Task to complete:
Every record must be retyped exactly as it reads.

Dataset entries
PR #1176, opened 2022-04-26
Keep `SimplePath{Segment}`s in mappings

CohenArthur:
Addresses #1159


philberty (approved):
LGTM our usage of crate-num etc will get fixed in a few weeks it might affect you when getting the DefId in the 2nd issue.

PR #1184, opened 2022-04-26
Fix bad name resolution on path with generic segments

### LINKED ISSUE #1173: Bad name resolution on path with generic segments
I tried this code:

```rust
mod mem {
    extern "rust-intrinsic" {
        fn transmute<U, V>(_: U) -> V;
    }
}

pub trait Hasher {
    fn write_u16(&mut self, i: u16) {
        self.write(&mem::transmute::<_, [u8; 2]>(i))
    }
}

pub struct SipHasher;

impl Hasher for SipHasher {
    #[inline]
    fn write(&mut self, msg: &[u8]) {}
}

```

I expected to see this happen: compile without failure

Instead, this happened: ```failed to resolve mem:transmute<_, [u8 2]>```

### Meta

- What version of Rust GCC were you using, git sha if possible. ab845217887468b500b624f0837023122002c534

philberty:
This fix breaks down into two commits the first commit fixes the issue directly
then the second one fixes the regression that was introduced in the first.

The TLDR for this patch set is that when we resolve the path here:

  module::transmute

The name-resolver wronly added the specified generic arguments into the canonical
path meaning that the root segment could not be name-resolved such that during
type resolution we iterate and apply the generic arguments appropriately to the root
segment.

In fixing this it introduced a regression exposing a few more complex issues with
inference variables but for a more complete explanation about that please read the
commit message from ea38a59ee8329bb7b309400a7de57d53ad7bde31

Fixes #1173

### DIFF
--- a/gcc/rust/hir/tree/rust-hir-path.h
+++ b/gcc/rust/hir/tree/rust-hir-path.h
@@ -262,6 +262,8 @@ public:
 
   std::vector<PathExprSegment> &get_segments () { return segments; }
 
+  const std::vector<PathExprSegment> &get_segments () const { return segments; }
+
   PathExprSegment &get_root_seg () { return segments.at (0); }
 
   PathExprSegment get_final_segment () const { return segments.back (); }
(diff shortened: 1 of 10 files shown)


CohenArthur (approved):
LGTM

Issue #915, opened 2022-02-09
support repr layout options of aligned and packed on structures


philberty:
https://doc.rust-lang.org/reference/type-layout.html#representations

PR #1188, opened 2022-04-27
Support align and packed repr layout on structs

dafaust:
This is a start at handling the various layout options supported by Rust, beginning with `#[repr(align(N))]` and `#[repr(packed(N))]`, on structs and tuple structs.

There are several other layout options which remain to be supported such as `#[repr(C)]`, `#[repr(transparent)]`, combinations e.g. `#[repr(C, packed(2))]`, as well as layouts on union and enum types.

Fixes: #915

### DIFF
--- a/gcc/rust/typecheck/rust-hir-type-check-base.cc
+++ b/gcc/rust/typecheck/rust-hir-type-check-base.cc
@@ -260,5 +260,72 @@ TypeCheckBase::resolve_literal (const Analysis::NodeMapping &expr_mappings,
   return infered;
 }
 
+TyTy::ADTType::ReprOptions
+TypeCheckBase::parse_repr_options (const AST::AttrVec &attrs, Location locus)
+{
+  TyTy::ADTType::ReprOptions repr;
+  repr.pack = 0;
+  repr.align = 0;
+
+  for (const auto &attr : attrs)
+    {
+      bool is_repr = attr.get_path ().as_string ().compare ("repr") == 0;
+      if (is_repr)
+	{
+	  const AST::AttrInput &input = attr.get_attr_input ();
+	  bool is_token_tree = input.get_attr_input_type ()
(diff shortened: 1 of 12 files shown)


gcc/rust/typecheck/rust-hir-type-check-base.cc
```diff
@@ -260,5 +260,72 @@ TypeCheckBase::resolve_literal (const Analysis::NodeMapping &expr_mappings,
...
+	  rust_assert (is_token_tree);
+	  const auto &option = static_cast<const AST::DelimTokenTree &> (input);
+	  AST::AttrInputMetaItemContainer *meta_items
+	    = option.parse_to_meta_item ();
+
+	  const std::string inline_option
+	    = meta_items->get_items ().at (0)->as_string ();
+
+	  // TODO: it would probably be better to make the MetaItems more aware
+	  // of constructs with nesting like #[repr(packed(2))] rather than
```
philberty, line 287: Yeah i think your right here the AST Meta stuff is not very helpful to work with at the moment.

gcc/rust/typecheck/rust-tyty.h
```diff
@@ -1254,6 +1254,20 @@ class ADTType : public BaseType, public SubstitutionRef
...
+    // bool is_c;
+    // bool is_transparent;
+    //...
+
+    // For align and pack: 0 = unspecified. Nonzero = byte alignment.
+    // It is an error for both to be nonzero, this should be caught when
+    // parsing the #[repr] attribute.
+    unsigned char align = 0;
+    unsigned char pack = 0;
+  };
```
philberty, line 1269: I think it might be worth having some kind of error node state here. For example, during the type-checking of this structure, you could represent an error state by a flag or something so that when you are compiling the type we know if it's ok or not so we can error or ignore the options. This will only really matter down the line when we get rid of the saw_errors guards between each compiler pass.

philberty (approved):
Nice work LGTM

PR #1193, opened 2022-04-28
Remove unused parameter caller from generating Call expressions

philberty:
Within const context the fncontext maybe empty which in turn results in a
segv for generating const calls which will be evaluated by the const-expr
code anyway.

Addresses #1130


CohenArthur (approved):
LGTM!

PR #1219, opened 2022-05-05
Add `Optional<T>` type

CohenArthur:
This adds a tagged union to try and simulate a sum type. This is safer and more ergonomic
 than one of the two alternatives we're currently using in the compiler:
 
 1. Storing a raw pointer, which can be `nullptr` or valid
 
 This is wildly unsafe, and usable in conjunction with local references, stack
 variables, or pointers managed elsewhere, which can cause crashes, hard to
 debug issues or undefined behavior. Likewise, if you do not check for the
 pointer's validity, this will cause a crash.
 
 2. Storing an extra boolean alongside the object
 
 This causes implementors to use a "dummy object": Either an empty version or
 an error version. But what happens if what you really wanted to store was
 the empty or error version? You can also easily incorporate logic bugs if you
 forget to check for the associated boolean.
 
 The `Optional<T>` type has the same "ergonomic" cost: You need to check
 whether your option is valid or not. However, the main advantage is that it
 is more restrictive: You can only acess the member it contains "safely".
 It is similar to storing a value + an associated boolean, but has the
 advantage of making up only one member in your class.
 You also benefit from some helper methods such as `map()`.
 You also get helper functions and operator overloading to "seamlessly"
 replace raw pointer alternatives.
 
  ```c++
 MyType *raw_pointer = something_that_can_fail();
 if (raw_pointer)
     raw_pointer->method();
  // or
  Optional<MyType> opt = something_that_can_fail2();
  if (opt)
      opt->method();
 
  // equivalent to
 
  if (opt.is_some())
      opt.get().method();
  ```
  
  This will be very useful for parent modules when resolving `super` paths :)

### DIFF
--- a/gcc/rust/Make-lang.in
+++ b/gcc/rust/Make-lang.in
@@ -289,7 +289,8 @@ RUST_INCLUDES = -I $(srcdir)/rust \
 	-I $(srcdir)/rust/util \
 	-I $(srcdir)/rust/typecheck \
 	-I $(srcdir)/rust/privacy \
-	-I $(srcdir)/rust/lint
+	-I $(srcdir)/rust/lint \
+	-I $(srcdir)/rust/util
 
 # add files that require cross-folder includes - currently rust-lang.o, rust-lex.o
 CFLAGS-rust/rust-lang.o += $(RUST_INCLUDES)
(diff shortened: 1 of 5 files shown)


philberty (approved):
Definitely need to start using this :)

Written answer:
PR #1176, opened 2022-04-26
Keep `SimplePath{Segment}`s in mappings

CohenArthur:
Addresses #1159


philberty (approved):
LGTM our usage of crate-num etc will get fixed in a few weeks it might affect you when getting the DefId in the 2nd issue.

PR #1184, opened 2022-04-26
Fix bad name resolution on path with generic segments

### LINKED ISSUE #1173: Bad name resolution on path with generic segments
I tried this code:

```rust
mod mem {
    extern "rust-intrinsic" {
        fn transmute<U, V>(_: U) -> V;
    }
}

pub trait Hasher {
    fn write_u16(&mut self, i: u16) {
        self.write(&mem::transmute::<_, [u8; 2]>(i))
    }
}

pub struct SipHasher;

impl Hasher for SipHasher {
    #[inline]
    fn write(&mut self, msg: &[u8]) {}
}

```

I expected to see this happen: compile without failure

Instead, this happened: ```failed to resolve mem:transmute<_, [u8 2]>```

### Meta

- What version of Rust GCC were you using, git sha if possible. ab845217887468b500b624f0837023122002c534

philberty:
This fix breaks down into two commits the first commit fixes the issue directly
then the second one fixes the regression that was introduced in the first.

The TLDR for this patch set is that when we resolve the path here:

  module::transmute

The name-resolver wronly added the specified generic arguments into the canonical
path meaning that the root segment could not be name-resolved such that during
type resolution we iterate and apply the generic arguments appropriately to the root
segment.

In fixing this it introduced a regression exposing a few more complex issues with
inference variables but for a more complete explanation about that please read the
commit message from ea38a59ee8329bb7b309400a7de57d53ad7bde31

Fixes #1173

### DIFF
--- a/gcc/rust/hir/tree/rust-hir-path.h
+++ b/gcc/rust/hir/tree/rust-hir-path.h
@@ -262,6 +262,8 @@ public:
 
   std::vector<PathExprSegment> &get_segments () { return segments; }
 
+  const std::vector<PathExprSegment> &get_segments () const { return segments; }
+
   PathExprSegment &get_root_seg () { return segments.at (0); }
 
   PathExprSegment get_final_segment () const { return segments.back (); }
(diff shortened: 1 of 10 files shown)


CohenArthur (approved):
LGTM

Issue #915, opened 2022-02-09
support repr layout options of aligned and packed on structures


philberty:
https://doc.rust-lang.org/reference/type-layout.html#representations

PR #1188, opened 2022-04-27
Support align and packed repr layout on structs

dafaust:
This is a start at handling the various layout options supported by Rust, beginning with `#[repr(align(N))]` and `#[repr(packed(N))]`, on structs and tuple structs.

There are several other layout options which remain to be supported such as `#[repr(C)]`, `#[repr(transparent)]`, combinations e.g. `#[repr(C, packed(2))]`, as well as layouts on union and enum types.

Fixes: #915

### DIFF
--- a/gcc/rust/typecheck/rust-hir-type-check-base.cc
+++ b/gcc/rust/typecheck/rust-hir-type-check-base.cc
@@ -260,5 +260,72 @@ TypeCheckBase::resolve_literal (const Analysis::NodeMapping &expr_mappings,
   return infered;
 }
 
+TyTy::ADTType::ReprOptions
+TypeCheckBase::parse_repr_options (const AST::AttrVec &attrs, Location locus)
+{
+  TyTy::ADTType::ReprOptions repr;
+  repr.pack = 0;
+  repr.align = 0;
+
+  for (const auto &attr : attrs)
+    {
+      bool is_repr = attr.get_path ().as_string ().compare ("repr") == 0;
+      if (is_repr)
+	{
+	  const AST::AttrInput &input = attr.get_attr_input ();
+	  bool is_token_tree = input.get_attr_input_type ()
(diff shortened: 1 of 12 files shown)


gcc/rust/typecheck/rust-hir-type-check-base.cc
```diff
@@ -260,5 +260,72 @@ TypeCheckBase::resolve_literal (const Analysis::NodeMapping &expr_mappings,
...
+	  rust_assert (is_token_tree);
+	  const auto &option = static_cast<const AST::DelimTokenTree &> (input);
+	  AST::AttrInputMetaItemContainer *meta_items
+	    = option.parse_to_meta_item ();
+
+	  const std::string inline_option
+	    = meta_items->get_items ().at (0)->as_string ();
+
+	  // TODO: it would probably be better to make the MetaItems more aware
+	  // of constructs with nesting like #[repr(packed(2))] rather than
```
philberty, line 287: Yeah i think your right here the AST Meta stuff is not very helpful to work with at the moment.

gcc/rust/typecheck/rust-tyty.h
```diff
@@ -1254,6 +1254,20 @@ class ADTType : public BaseType, public SubstitutionRef
...
+    // bool is_c;
+    // bool is_transparent;
+    //...
+
+    // For align and pack: 0 = unspecified. Nonzero = byte alignment.
+    // It is an error for both to be nonzero, this should be caught when
+    // parsing the #[repr] attribute.
+    unsigned char align = 0;
+    unsigned char pack = 0;
+  };
```
philberty, line 1269: I think it might be worth having some kind of error node state here. For example, during the type-checking of this structure, you could represent an error state by a flag or something so that when you are compiling the type we know if it's ok or not so we can error or ignore the options. This will only really matter down the line when we get rid of the saw_errors guards between each compiler pass.

philberty (approved):
Nice work LGTM

PR #1193, opened 2022-04-28
Remove unused parameter caller from generating Call expressions

philberty:
Within const context the fncontext maybe empty which in turn results in a
segv for generating const calls which will be evaluated by the const-expr
code anyway.

Addresses #1130


CohenArthur (approved):
LGTM!

PR #1219, opened 2022-05-05
Add `Optional<T>` type

CohenArthur:
This adds a tagged union to try and simulate a sum type. This is safer and more ergonomic
 than one of the two alternatives we're currently using in the compiler:
 
 1. Storing a raw pointer, which can be `nullptr` or valid
 
 This is wildly unsafe, and usable in conjunction with local references, stack
 variables, or pointers managed elsewhere, which can cause crashes, hard to
 debug issues or undefined behavior. Likewise, if you do not check for the
 pointer's validity, this will cause a crash.
 
 2. Storing an extra boolean alongside the object
 
 This causes implementors to use a "dummy object": Either an empty version or
 an error version. But what happens if what you really wanted to store was
 the empty or error version? You can also easily incorporate logic bugs if you
 forget to check for the associated boolean.
 
 The `Optional<T>` type has the same "ergonomic" cost: You need to check
 whether your option is valid or not. However, the main advantage is that it
 is more restrictive: You can only acess the member it contains "safely".
 It is similar to storing a value + an associated boolean, but has the
 advantage of making up only one member in your class.
 You also benefit from some helper methods such as `map()`.
 You also get helper functions and operator overloading to "seamlessly"
 replace raw pointer alternatives.
 
  ```c++
 MyType *raw_pointer = something_that_can_fail();
 if (raw_pointer)
     raw_pointer->method();
  // or
  Optional<MyType> opt = something_that_can_fail2();
  if (opt)
      opt->method();
 
  // equivalent to
 
  if (opt.is_some())
      opt.get().method();
  ```
  
  This will be very useful for parent modules when resolving `super` paths :)

### DIFF
--- a/gcc/rust/Make-lang.in
+++ b/gcc/rust/Make-lang.in
@@ -289,7 +289,8 @@ RUST_INCLUDES = -I $(srcdir)/rust \
 	-I $(srcdir)/rust/util \
 	-I $(srcdir)/rust/typecheck \
 	-I $(srcdir)/rust/privacy \
-	-I $(srcdir)/rust/lint
+	-I $(srcdir)/rust/lint \
+	-I $(srcdir)/rust/util
 
 # add files that require cross-folder includes - currently rust-lang.o, rust-lex.o
 CFLAGS-rust/rust-lang.o += $(RUST_INCLUDES)
(diff shortened: 1 of 5 files shown)


philberty (approved):
Definitely need to start using this :)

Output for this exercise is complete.